Configuration FID Improvement
Pixel-space Correction (DC) Moderate
Wavelet Domain Correction (DCW) Best
Low-frequency only Partial
High-frequency only Partial
Dynamic vs Fixed weights Dynamic is better

Key Findings

  • DCW is effective across 8 different diffusion models (IDDPM, ADM, DDIM, A-DPM, EA-DPM, EDM, PFGM++, FLUX), proving the universality of SNR-t bias.
  • It can be stacked with exposure bias correction models for additional gains, suggesting SNR-t bias is more fundamental than exposure bias.
  • Consistently effective across datasets of different resolutions (CIFAR-10, ImageNet, etc.).
  • Wavelet domain correction outperforms pixel-space correction, validating the necessity of frequency-separated correction.
  • Computational overhead is negligible.

Highlights & Insights

  • Reveals a fundamental problem: SNR-t bias is an inherent issue for all DPMs and is more fundamental than exposure bias.

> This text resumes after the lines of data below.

PR #3408, opened 2024-10-08
Add logging to LocalDataCluster

dmulcahey:
## Proposed change

This PR adds logging to LocalDataCluster methods.

## Checklist

### DIFF
--- a/zhaquirks/__init__.py
+++ b/zhaquirks/__init__.py
@@ -76,8 +76,7 @@ class LocalDataCluster(CustomCluster):
 
     async def _configure_reporting(self, *args, **kwargs):  # pylint: disable=W0221
         """Prevent remote configure reporting."""
-        self.log(
-            logging.DEBUG,
+        self.debug(
             f"configuring reporting for LocalDataCluster with cluster_id: {self.cluster_id}",
             *args,
             **kwargs,
--- a/zhaquirks/__init__.py
+++ b/zhaquirks/__init__.py
@@ -76,13 +76,13 @@ class LocalDataCluster(CustomCluster):
 
     async def _configure_reporting(self, *args, **kwargs):  # pylint: disable=W0221
         """Prevent remote configure reporting."""
-        self.debug("configuring reporting for LocalDataCluster", *args, **kwargs)
+        self.debug("configuring reporting for LocalDataCluster")
         return (foundation.ConfigureReportingResponse.deserialize(b"\x00")[0],)
 
     async def read_attributes_raw(self, attributes, manufacturer=None):
         """Prevent remote reads."""
         msg = "reading attributes for LocalDataCluster"
-        self.debug(f"{msg} attributes: {attributes} manufacturer: {manufacturer}")
+        self.debug(f"{msg}: attributes={attributes} manufacturer={manufacturer}")
         records = [
             foundation.ReadAttributeRecord(
                 attr, foundation.Status.UNSUPPORTED_ATTRIBUTE, foundation.TypeValue()
@@ -101,7 +101,7 @@ class LocalDataCluster(CustomCluster):
     async def write_attributes(self, attributes, manufacturer=None):
         """Prevent remote writes."""
         msg = "writing attributes for LocalDataCluster"
-        self.debug(f"{msg} attributes: {attributes} manufacturer: {manufacturer}")
+        self.debug(f"{msg}: attributes={attributes} manufacturer={manufacturer}")
         for attrid, value in attributes.items():
             if isinstance(attrid, str):
                 attrid = self.attributes_by_name[attrid].id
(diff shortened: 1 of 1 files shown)


zhaquirks/__init__.py
```diff
@@ -66,18 +66,37 @@ class LocalDataCluster(CustomCluster):
...
+            logging.DEBUG,
+            f"configuring reporting for LocalDataCluster with cluster_id: {self.cluster_id}",
+            *args,
+            **kwargs,
+        )
         return (foundation.ConfigureReportingResponse.deserialize(b"\x00")[0],)
 
     async def read_attributes_raw(self, attributes, manufacturer=None):
         """Prevent remote reads."""
+        msg = f"reading attributes for LocalDataCluster with cluster_id: {self.cluster_id}"
```
TheJulianJES: It's probably fine, but this might be logged a lot (in deubg). Like for Xiaomi plugs with multiple `LocalDataCluster`s when they're polled.

zhaquirks/__init__.py
```diff
@@ -66,18 +66,37 @@ class LocalDataCluster(CustomCluster):
 
     async def bind(self):
         """Prevent bind."""
+        self.log(
+            logging.DEBUG,
```
TheJulianJES: I think just using `self.debug` is preferred, as that's what is used in zigpy all the time.

TheJulianJES: Also, do we want to use the zigpy logger here or create a quirks logger? When we use the zigpy one, I think we always have a zigpy prefix in logs, not a zhaquirks one, so it's sometimes a bit hard to differentiate what's coming from where.
It's not a huge issue here, as we can clearly identify it as coming from quirks because of the message, but it's an issue with other quirks as well (that use the zigpy logger with generic messages, so it's unclear where they're coming from).
We may want to standardize our approach to this at some point.

dmulcahey: I didn’t see the log mixin in the class hierarchy. I’ll look again.

zhaquirks/__init__.py
dmulcahey: At debug we log all the traffic anyway so this is an outlier…

zhaquirks/__init__.py
dmulcahey: IMO the log is from a cluster impl so it should use the cluster logger but I am open to discussing some sort of standardization

dmulcahey: Ugh it is pulled in by CatchingTaskMixin

dmulcahey: Updated

zhaquirks/__init__.py
```diff
@@ -66,26 +66,22 @@ class LocalDataCluster(CustomCluster):
...
         return (foundation.Status.SUCCESS,)
 
     async def _configure_reporting(self, *args, **kwargs):  # pylint: disable=W0221
         """Prevent remote configure reporting."""
-        self.debug(
-            f"configuring reporting for LocalDataCluster with cluster_id: {self.cluster_id}",
-            *args,
-            **kwargs,
-        )
+        self.debug("configuring reporting for LocalDataCluster", *args, **kwargs)
```
TheJulianJES: Does this work with `*args` and `**kwargs`?

dmulcahey: image

TheJulianJES: I don't think we can just pass additional arguments and not do anything with them though. How are they expected to appear in a log message?

Did a quick test now and the added log message just seems to break attribute reporting configuration completely:
```python
self = <Logger zigpy.zcl (DEBUG)>, level = 10, msg = '[%s:%s:0x%04x] configuring reporting for LocalDataCluster'
args = ('0x1234', 1, 2820, [AttributeReportingConfig(direction=0, attrid=0x050B, datatype=<DataTypeId.int16: 41>, min_interval=10, max_interval=20, reportable_change=1)]), kwargs = {'manufacturer': None, 'stacklevel': 4}

    def log(self, level, msg, *args, **kwargs):
        """
        Log 'msg % args' with the integer severity 'level'.
    
        To pass exception information, use the keyword argument exc_info with
        a true value, e.g.
    
        logger.log(level, "We have a %s", "mysterious problem", exc_info=True)
        """
        if not isinstance(level, int):
            if raiseExceptions:
                raise TypeError("level must be an integer")
            else:
                return
        if self.isEnabledFor(level):
>           self._log(level, msg, args, **kwargs)
E           TypeError: Logger._log() got an unexpected keyword argument 'manufacturer'

/opt/homebrew/Cellar/python@3.12/3.12.7/Frameworks/Python.framework/Versions/3.12/lib/python3.12/logging/__init__.py:1609: TypeError
```

dmulcahey: Thanks for saving me :) I am in the office today so I couldn't test it directly.

TheJulianJES (approved):

PR #3412, opened 2024-10-10
Add Giex GX04 Soil Sensor

prairiesnpr:
## Proposed change

Add Giex GX04 Soil Moisture Probe

image

## Checklist


dmulcahey (approved):

zhaquirks/tuya/ts0601_sensor.py
```diff
@@ -485,3 +487,84 @@ class TuyaSoilSensorVar02(CustomDevice):
...
+        Celsius = 0x00
+        Fahrenheit = 0x01
+
+    attributes = TuyaMCUCluster.attributes.copy()
+    attributes.update(
+        {
+            BATTERY_STAT_ATTR: ("battery_status", GiexBatteryStatus, True),
+            TEMP_SW_ATTR: ("temp_cf_switch", GiexTempEnum, True),
+        }
+    )
```
TheJulianJES: Ideally, we'd use the new `AttributeDefs`, but I do see that the `TuyaMCUCluster` isn't converted yet. Are there any attributes on that cluster?
EDIT: It's converted to `AttributeDefs` now 😄

zhaquirks/tuya/ts0601_sensor.py
```diff
@@ -485,3 +488,31 @@ class TuyaSoilSensorVar02(CustomDevice):
...
+    TuyaQuirkBuilder("_TZE284_nhgdf6qr", "TS0601")  # Giex GX04
+    .tuya_battery(dp_id=15)
+    .tuya_temperature(dp_id=5, scale=10)
+    .tuya_soil_moisture(dp_id=3)
+    .tuya_enum(
+        dp_id=14,
+        attribute_name="battery_status",
+        enum_class=GiexBatteryStatus,
+        translation_key="battery_status",
+        fallback_name="Battery Status",
```
TheJulianJES: Due to [Home Assistant naming](https://developers.home-assistant.io/blog/2022/07/10/entity_naming/#:~:text=the%20rest%20of%20the%20words%20are%20lower%20case), this should be "Battery status".
```suggestion
        fallback_name="Battery status",
```

TheJulianJES:
I think we're fine to add it, but what's the difference between the actual battery entity and the battery status? (other than the latter just having three states)

prairiesnpr:
> I think we're fine to add it, but what's the difference between the actual battery entity and the battery status? (other than the latter just having three states)

Really no reason for it IMO, it's just another way to indicate the battery state. I left it since I was trying to show various uses of the TuyaQuirkBuilder, but set it initially disabled since it's not all that useful. I'm fine with removing it, if you don't want it.

TheJulianJES (approved):

PR #3414, opened 2024-10-11
Refactor Tuya `EnchantedDevice` to use custom configuration

TheJulianJES:
## Proposed change
This PR refactors the Tuya spell code in `EnchantedDevice` to use the `apply_custom_configuration` hook in `BaseCustomDevice` (introduced in recent zha/zigpy versions).

This allows us to remove the workarounds of "enchantable" clusters where `bind()` was hijacked and called the Tuya spells.
With this PR, we can call the Tuya spell code way easier (and slightly earlier).

A bunch of now irrelevant documentation and tests are also removed. The tests can likely be reduced a bit more in future PRs, as we no longer need to test that every device/quirk correctly casts the spell, but it also doesn't hurt anything.
So, if we want to change the "spell tests" further, I'd push that to a future PR.

## Additional information
Requires:
- https://github.com/zigpy/zha/pull/231
- https://github.com/zigpy/zha/pull/239 (kind of)

## Checklist

### DIFF
--- a/tests/test_tuya_spells.py
+++ b/tests/test_tuya_spells.py
@@ -135,3 +135,25 @@ def test_tuya_spell_devices_valid():
                 f"Enable at least one Tuya spell by setting `TUYA_SPELL_READ_ATTRIBUTES` or `TUYA_SPELL_DATA_QUERY` "
                 f"or inherit CustomDevice rather than EnchantedDevice."
             )
+
+        tuya_cluster_exists = False  # cluster subclassing TuyaNewManufCluster existing
+
+        # iterate over all clusters in the replacement
+        for endpoint_id, endpoint in quirk.replacement[ENDPOINTS].items():
+            if endpoint_id != 1:  # cluster with data query spell command on endpoint 1
+                continue
+            for cluster in endpoint[INPUT_CLUSTERS] + endpoint[OUTPUT_CLUSTERS]:
+                if not isinstance(cluster, int):
+                    # check if there's a valid Tuya cluster where the id wasn't modified
+                    if (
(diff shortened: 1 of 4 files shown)


dmulcahey (approved):

tests/test_tuya_spells.py
```diff
@@ -186,39 +135,3 @@ def test_tuya_spell_devices_valid():
...
-        elif enchanted_clusters > 1:
-            pytest.fail(
-                f"{quirk} has more than one cluster subclassing `TuyaEnchantableCluster` on endpoint 1"
-            )
-
-        # an EnchantedDevice with the data query spell must also have a cluster subclassing TuyaNewManufCluster
-        if quirk.tuya_spell_data_query and not tuya_cluster_exists:
-            pytest.fail(
-                f"{quirk} set Tuya data query spell but has no cluster subclassing `TuyaNewManufCluster` on endpoint 1"
-            )
```
TheJulianJES: Just noticed that this small part is still required, so I'll add that back.
That's the "second spell" for which the command is on the `TuyaNewManufCluster`.

TheJulianJES: https://github.com/zigpy/zha-device-handlers/pull/3414/commits/23f47f07b90a485aa85e3674c842b30550d8310a

TheJulianJES:
Just realized that we do the device specific configuration in ZHA after configuring all clusters.
We may want to move this a couple of lines up: https://github.com/zigpy/zha/blob/4c5fc061374aeaae5a80769040d552177dc8c6d0/zha/zigbee/device.py#L725-L727

PR (with more info):
- https://github.com/zigpy/zha/pull/239

PR #3415, opened 2024-10-11
Add `_VALID_ATTRIBUTES` to LocalDataCluster, fix Tuya datapoint mappings on LocalDataClusters

TheJulianJES:
### UNTESTED
This should probably be tested with some actual devices. Unit tests pass already.

## Proposed change
- This adds `_VALID_ATTRIBUTES` to `LocalDataCluster`.
This allows entities in ZHA to be created*, as the initial attribute reads will return `None` with success status, instead of "unsupported attribute" for all attributes in the `_VALID_ATTRIBUTES` list.

- The PR also automatically adds all mapped to attributes from Tuya datapoints on `LocalDataClusters` to `_VALID_ATTRIBUTES` to ensure entities in ZHA can be created on pairing.

- A basic test checking that attribute reads work as expected on a `LocalDataCluster` is also added.

---

*: Do note that some entities in ZHA will not be created for `None` as a value in the attribute cache. This is only the case for configuration switch, configuration select, and configuration number entities IIRC. This should not be an issue, as this PR is mainly intended to fix the "actual ZCL entities" like temperature sensors and so on. Those are also created with `None` values on pairing. 

I explicitly chose to not populate the attribute cache with "valid" numbers like `0`, as the data type can vary and that's somewhat unclean in general. If needed, we can add an `initial_value` to `DPToAttributeMapping` in the future, but I do not think this will be an issue at all.
For ZCL devices, the attribute cache will also contain `None` at first. We just follow that behavior for Tuya devices that use a `LocalDataCluster` with an attribute being mapped to from a Tuya datapoint.

## Additional information
Other non-Tuya quirks should likely also utilize `_VALID_ATTRIBUTES` if they are currently using a `LocalDataCluster` where some attributes are only updated later and not when a device is initially paired.

I've also noticed that a bunch of Tuya mappings do not exist on some quirks. It's not really an issue though, but I needed to account for that.

~~If the PR approach is good, then I'll probably split the PR to only include the `_VALID_ATTRIBUTES` part in this PR and have a second PR with the third commit for the Tuya mapped attributes being initialized as "valid".~~
EDIT: It was both done in this PR now.

## Checklist


TheJulianJES:
Let’s try this on HA `dev`. Should work fine.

The theoretical derivation of \(\gamma_t < 1\) elegantly explains its inevitability.
  • Clever utilization of differential signals: The byproduct of the denoising process naturally contains correction direction information, requiring no additional networks or searching.
  • Plug-and-play practicality: Zero training cost and near-zero inference overhead; it can be directly applied to any DPM, including cutting-edge models like FLUX.

Limitations & Future Work

  • Currently, \(\lambda_t\) needs to be adjusted for different models; automated setting strategies remain to be researched.
  • Theoretical analysis is based on Gaussian assumptions; there may be a gap regarding actual data distribution shifts.
  • Effectiveness in consistency models with extremely few steps (1-2 steps) needs further verification.
  • Combination strategies with other improvement methods could be further explored.
  • vs ADM-ES / TS-DPM: These works study exposure bias (differences between samples). SNR-t bias focuses on the mismatch between samples and timestamps, which is a lower-level problem. DCW can be used alongside them.
  • vs ADM-IP: ADM-IP mitigates bias by re-perturbing training data, which requires retraining. DCW is training-free and plug-and-play.
  • vs FreeU: FreeU reweights frequency components within the U-Net. DCW dynamically corrects frequency components during the denoising process. They operate at different levels.

Rating

  • Novelty: ⭐⭐⭐⭐⭐ First to systematically reveal and prove SNR-t bias with deep theoretical analysis.
  • Experimental Thoroughness: ⭐⭐⭐⭐⭐ Validated across 8 models, multiple resolutions, and combined with other methods.
  • Writing Quality: ⭐⭐⭐⭐⭐ Complete and elegant logical chain from phenomenon to theory to method.
  • Value: ⭐⭐⭐⭐⭐ Wide impact by revealing a fundamental issue and providing a practical solution.